View larger version (24K): [in this window] [in a new window]   Fig. 2. A, disease-specific survival (86 patients) depending on Sp1 binding to the –152/–135 u-PAR promoter region: ratio of tumor to normal tissue (T/N). P = 0.002 (Mantel-Cox). MST, mean survival time. Sp1 T/N < 1.5: 59 cases, 6 events, MST of 61.6 mo, SE 4.1; Sp1 T/N > 1.5: 27 cases, 10 events, MST of 38.7 mo, SE 4.8. B, disease-specific survival (69 patients) for patients showing both elevated binding of Sp1 and elevated Src protein concentration (group 2) and for patients showing no elevated binding and/or protein amount (group 1). P < 0.001 (Mantel-Cox). Group 1: 56 cases, 5 events, MST of 44.8 mo, SE 1.7; group 2: 13 cases, 6 events, MST of 29.0 mo, SE 4.2. C, disease-specific survival (85 patients) according to the presence or absence of elevated binding of the transcription factors AP-1 and Sp1. P = 0.005. AP-1 and Sp1 T/N < 1.5: 41 cases, 3 events, MST of 55.1 mo, SE 2.6; AP-1 or Sp1 T/N > 1.5: 29 cases, 6 events, MST of 56.4 mo, SE 5.3; AP-1 and Sp1 T/N > 1.5: 15 cases, 6 events, MST 35.9 mo, SE 6.1. D, disease-specific survival (85 patients) according to the number of transcription factors showing elevated binding to u-PAR promoter elements –190/–171 and –152/–135. P = 0.021. None: 30 cases, 1 event, MST of 58.1 mo, SE 1.6; one: 27 cases, 5 events, MST of 56.7 mo, SE 5.8; two: 15 cases, 4 events, MST of 39.9 mo, SE 4.6; three: 13 cases, 5 events, MST of 37.6 mo, SE 6.5.

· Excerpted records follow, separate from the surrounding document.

PR #4363, opened 2023-02-09
ARTEMIS-4161 Implementing Memory Leak tests and fixing a few initial small leaks found

clebertsuconic:


clebertsuconic:
There are test failures...

tests/leak-tests/pom.xml
```diff
@@ -0,0 +1,488 @@
...
+            <filtering>true</filtering>
+         </testResource>
+      </testResources>
+      <plugins>
+         <plugin>
+            <!-- exposed through jitpack.io.
+                 It will install the proper libdleak.dll required for the current platform. -->
+            <groupId>com.github.d-leak.d-leak</groupId>
+            <artifactId>maven-plugin</artifactId>
+            <version>0.2</version>
```
gemmellr, line 413: Would be nicer for version to be in property...if not plugin-managed and not defined here at all.

tests/leak-tests/pom.xml
```diff
@@ -0,0 +1,488 @@
...
+         <id>jitpack.io</id>
+         <url>https://jitpack.io</url>
+      </repository>
+   </repositories>
+   <pluginRepositories>
+      <pluginRepository>
+         <id>jitpack.io</id>
+         <url>https://jitpack.io</url>
+      </pluginRepository>
+   </pluginRepositories>
```
gemmellr, line 486: Would much prefer to see this deployed to central than relying on an 'automagically built code' third party repo.

artemis-server/src/main/java/org/apache/activemq/artemis/core/server/impl/QueueImpl.java
```diff
@@ -4218,7 +4219,7 @@ public QueueConfiguration getQueueConfiguration() {
          .setAutoCreated(autoCreated);
    }
 
-   protected static class ConsumerHolder<T extends Consumer> implements PriorityAware {
+   protected class ConsumerHolder<T extends Consumer> implements PriorityAware {
```
gemmellr, line 4222: Rather than make it non-static and add a new reference to the parent queue object, it seems like all the Consumer impls passsed to addConsumer already have getQueue(). Could that be promoted to the interface and used instead to get the name for the toString?

tests/leak-tests/pom.xml
```diff
@@ -0,0 +1,488 @@
+<!--
```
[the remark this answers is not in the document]
clebertsuconic: I will remove the test-jar


My intention was to be equivalent to integration-tests.. that's why I copied the dependencies here.

tests/leak-tests/pom.xml
clebertsuconic: agreed.. I will try to do it.

tests/leak-tests/pom.xml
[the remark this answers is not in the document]
gemmellr: It seems unlikely folks will keep the two places in line going forward, so I dont see much reason for them to start that way when most of the dependencies arent even used here. We should just add dependencies as they are actually needed and keep the tests closer to the way things are actually used in practice in e.g the broker distribution.

tests/leak-tests/pom.xml
clebertsuconic: this is done...

tests/leak-tests/pom.xml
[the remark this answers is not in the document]
gemmellr: Unresolving comment since the test jar is still being created. Plus the 'entire pom is mostly unused stuff' aspect also still stands.

artemis-server/src/main/java/org/apache/activemq/artemis/core/server/impl/QueueConsumersImpl.java
```diff
@@ -86,11 +86,21 @@ public boolean add(T t) {
...
    @Override
    public boolean remove(T t) {
+      iterator.removed(t);
       boolean result = consumers.remove(t);
       if (result) {
          iterator.update(consumers.resettableIterator());
+         if (consumers.isEmpty()) {
+            // TODO: can I always reset?
+            reset();
+         }
```
gemmellr, line 103: Did you decide no?

Calling the 'external' reset() method instead of iterator.reset() when everything else in the method uses the iterator and consumers objects directly seems a bit odd.

artemis-server/src/main/java/org/apache/activemq/artemis/core/server/impl/QueueImpl.java
```diff
@@ -4220,11 +4222,13 @@ public QueueConfiguration getQueueConfiguration() {
 
    protected static class ConsumerHolder<T extends Consumer> implements PriorityAware {
 
-      ConsumerHolder(final T consumer) {
+      ConsumerHolder(final T consumer, QueueImpl queue) {
```
gemmellr, line 4225: Odd to have one listed final and the other not.

tests/leak-tests/pom.xml
```diff
@@ -0,0 +1,369 @@
...
+   <build>
+      <testResources>
+         <testResource>
+            <directory>src/test/resources</directory>
+            <filtering>true</filtering>
+         </testResource>
+      </testResources>
+      <plugins>
+         <plugin>
+            <!-- exposed through jitpack.io.
```
gemmellr, line 301: Not anymore so comment also needs updated

gemmellr:
More generally, there are plenty of non-test code changes, they seem like they should be the focus of the JIRA now rather than the tests.

tests/leak-tests/pom.xml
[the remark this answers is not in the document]
clebertsuconic: I am only keeping MQTT Paho client for now...other than that... I think it's all clear...

artemis-server/src/main/java/org/apache/activemq/artemis/core/server/impl/QueueConsumersImpl.java
clebertsuconic: I will keep it.. 
and remove it

tests/leak-tests/pom.xml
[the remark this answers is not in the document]
gemmellr: There still appears to be rather a lot kept around that are either unused or superfluous, even besides the MQTT 3 and 5 clients (which if they arent used as it seems, can be dropped added whenever any tests are added that use them).

Most of the dependencies still seem unused or superfluous repetition of transitive deps...e.g various individual netty deps? They seem like they should all be implicit transitively unless the tests are explicitly using netty themslves, which they dont appear to be. Is anything using artemis-ra, artemis-spring-integration, transaction and management specs? Etc.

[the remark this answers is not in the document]
clebertsuconic: I removed all I could.


I could still remove stomp-server and MQTT server, however I don't want to do that.. as I want to keep these libraries in the broker... not just for future usage, but also to keep the broker's protocols closer to the runtime.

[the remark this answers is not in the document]
clebertsuconic: I will have to add a few back (Probably JSON only.. but I'm reopening this until I fix it)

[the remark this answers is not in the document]
clebertsuconic: @gemmellr fixed JSON. At this point I don't know what else to take out.

tests/leak-tests/pom.xml
```diff
@@ -0,0 +1,250 @@
...
+      <dependency>
+         <groupId>org.apache.activemq</groupId>
+         <artifactId>artemis-jms-client</artifactId>
+         <version>${project.version}</version>
+      </dependency>
+      <dependency>
+         <groupId>org.apache.activemq</groupId>
+         <artifactId>artemis-commons</artifactId>
+         <version>${project.version}</version>
+      </dependency>
```
gemmellr, line 61: Feels like it could just be a transitive dep, I broke the test-chains using it in specific test code. Can it be?

tests/leak-tests/pom.xml
```diff
@@ -0,0 +1,250 @@
...
+      <dependency>
+         <groupId>org.apache.activemq</groupId>
+         <artifactId>artemis-openwire-protocol</artifactId>
+         <version>${project.version}</version>
+         <exclusions>
+            <exclusion>
+               <groupId>org.apache.geronimo.specs</groupId>
+               <artifactId>geronimo-jms_1.1_spec</artifactId>
+            </exclusion>
+         </exclusions>
```
gemmellr, line 86: We shouldnt really need to be doing this here, is it actually required/doing anything in this case? (Since artemis-openwire-protocol should be excluding this itself from any of its deps if its e.g relying on the JMS 2 spec instead, and so should not actually be passing it on to us here).

tests/leak-tests/pom.xml
```diff
@@ -0,0 +1,250 @@
...
+      </dependency>
+      <dependency>
+         <groupId>org.apache.activemq</groupId>
+         <artifactId>artemis-core-client</artifactId>
+         <version>${project.version}</version>
+      </dependency>
```
gemmellr, line 92: Seems like it should be transitive unless we are using it directly instead of via the JMS client.

tests/leak-tests/pom.xml
```diff
@@ -0,0 +1,250 @@
...
+               <artifactId>geronimo-j2ee-management_1.1_spec</artifactId>
+            </exclusion>
+         </exclusions>
+      </dependency>
+      <dependency>
+         <groupId>org.apache.activemq</groupId>
+         <artifactId>artemis-mqtt-protocol</artifactId>
+         <version>${project.version}</version>
+      </dependency>
+      <!-- this is required for openwire clients since we remove the management dependency on the exclusions for activemq-client -->
```
gemmellr, line 134: Lets move/group it right beside the openwire client dep then, instead of having the mqtt-protocol dep inbetween them.

Maybe also group the broker protocol deps together with each other...and along with the broker dep.

Maybe group the client deps together.

tests/leak-tests/pom.xml
```diff
@@ -0,0 +1,250 @@
...
+         <artifactId>junit</artifactId>
+      </dependency>
+      <dependency>
+         <groupId>org.apache.qpid</groupId>
+         <artifactId>qpid-jms-client</artifactId>
+      </dependency>
+      <dependency>
+         <groupId>org.apache.qpid</groupId>
+         <artifactId>proton-j</artifactId>
+      </dependency>
```
gemmellr, line 150: Should just be transitive unless using proton-j classes directly.

tests/leak-tests/pom.xml
```diff
@@ -0,0 +1,250 @@
...
+   <artifactId>leak-tests</artifactId>
+   <packaging>jar</packaging>
+   <name>ActiveMQ Artemis Leak Tests</name>
+
+   <properties>
+      <activemq.basedir>${project.basedir}/../..</activemq.basedir>
+      <check-leak-version>0.7</check-leak-version>
+      <!-- whatever name you choose it has to match between the check-leak-maven-plugin install call and the JVM argument -->
+      <check-leak-deploy-name>checkleak.lib</check-leak-deploy-name>
+      <its-surefire-extra-args />
```
gemmellr, line 35: This and its doing-nothing usage at the surefire config can be removed as isnt really doing anything (plus the original use was meant to have module-specific names, this one is copied)

tests/leak-tests/pom.xml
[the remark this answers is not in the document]
gemmellr: Commented on some more that seem like they could go. I can live with the broker protocol dependencies since that is a representative-test thing.

Not being able to easily look at whats there and see something is unused or unnecessary to declare (i.e purely transitive) as youve found, is precisely why it should start with the minimal appropriate and then only have things added/removed as we go.

tests/leak-tests/pom.xml
clebertsuconic: this is for the server's.

tests/leak-tests/pom.xml
clebertsuconic: I am using it on the assertions.

tests/leak-tests/pom.xml
clebertsuconic: the server needs it

tests/leak-tests/pom.xml
clebertsuconic: the ActiveMQTestBase will need it

tests/leak-tests/pom.xml
gemmellr: and will bring it in transitively

tests/leak-tests/pom.xml
clebertsuconic: actually.. it can go.. I thought I was

tests/leak-tests/pom.xml
gemmellr: I'd expect it to be brought in transitively then since that class isnt actually in the commons module.

tests/leak-tests/pom.xml
gemmellr: There is no clash, the artemis-openwire-protocol module is not passing on a geronimo-jms_1.1_spec dependency. This is doing nothing.

tests/leak-tests/pom.xml
gemmellr: what I meant was, maybe have artemis-server, thenthe related dependencies like artemis-amqp-protocol, artemis-mqtt-protocol etc...and then have the client deps like artemis-jms-client, qpid-jms-client, activemq-client etc...then maybe any other misc dependencies like the test ones...just so its simple to look at and see which bits are included as they are right alongside the other similar or highly related bits.

tests/leak-tests/pom.xml
```diff
@@ -0,0 +1,238 @@
...
+         <groupId>org.apache.activemq</groupId>
+         <artifactId>artemis-openwire-protocol</artifactId>
+         <version>${project.version}</version>
+         <exclusions>
+            <!-- we are replacing this dependency by jakarta.management.j2ee-api, otherwise it would clash with Core JMS client -->
+            <exclusion>
+               <groupId>org.apache.geronimo.specs</groupId>
+               <artifactId>geronimo-jms_1.1_spec</artifactId>
+            </exclusion>
+         </exclusions>
```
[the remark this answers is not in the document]
clebertsuconic: it's weird... it's defined on the integration-tests 
removed it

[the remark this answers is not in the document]
gemmellr: it possibly was 'needed' at some point, because artemis-openwire-protocol was actually doing the wrong thing...the fix should always have been to ensure the dep wasnt passed on rather than exclude it in the tests though.

artemis-server/src/test/java/org/apache/activemq/artemis/tests/util/ActiveMQTestBase.java
```diff
@@ -251,6 +251,9 @@ public void runAfter() {
    }
 
 
+   protected void clearServers() {
```
jbertram, line 254: This doesn't appear to be used anywhere. Was it added by mistake?

gemmellr: Believe its used in the new test which subclasses this (I also thought it was unused initially)

clebertsuconic: although I will make the other call to servers.clear to use this method explicitly ...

Multivariate analysis of molecular u-PAR regulators and definition of a first molecular staging model. Finally, we did multivariate analysis considering established clinical risk factors. Variables were included in the Cox proportional hazard model if they had shown univariate significance. Table 3 summarizes the significant factors in the multivariate models. As key results, elevated Sp1 binding to u-PAR promoter region –152/–135 in resected colorectal tumor tissue was a new, independent prognostic factor for disease-specific survival [P = 0.005; hazard ratio (HR), 4.98; 95% confidence interval (95% CI), 1.61-15.39]. Surgical curability (curative versus non-curative resection) and UICC stage also entered the model. Elevated binding of the combination of Sp-1 and the AP-2–like protein to u-PAR promoter region –152/–135 was also a new and independent risk factor (disease-specific survival: P = 0.021; HR, 2.15; 95% CI, 1.12-4.12), again in addition to surgical curability and UICC. Moreover, the combination of AP-1 binding to region –190/–171 and Sp1 binding to region –152/–135 was independently associated with poor disease-specific survival (P = 0.007; HR, 2.74; 95% CI, 1.31-5.71), besides UICC and surgical curability, and with poor recurrence-free survival, besides UICC (P = 0.037; HR, 2.61; 95% CI, 1.06-6.41). Furthermore, the combination of elevated Src protein in tumor tissue and Sp1 binding to u-PAR promoter motif –152/–135 was an independent predictor of disease-specific survival (P = 0.025; HR, 4.23; 95% CI, 1.20-14.90) in addition to surgical curability and of recurrence-free survival (P = 0.021; HR, 6.51; 95% CI, 1.33-31.92) in addition to UICC. Finally, the binding of three transcription factors (AP-1, Sp1, AP-2: P = 0.018; HR, 1.83; 95% CI, 1.11-3.02) and the binding of all four transcription factors (AP-1, Sp1, Sp3, and AP-2) were independent predictors of disease-specific survival, besides surgical curability and UICC (P = 0.021; HR, 1.57; 95% CI, 1.07-2.30).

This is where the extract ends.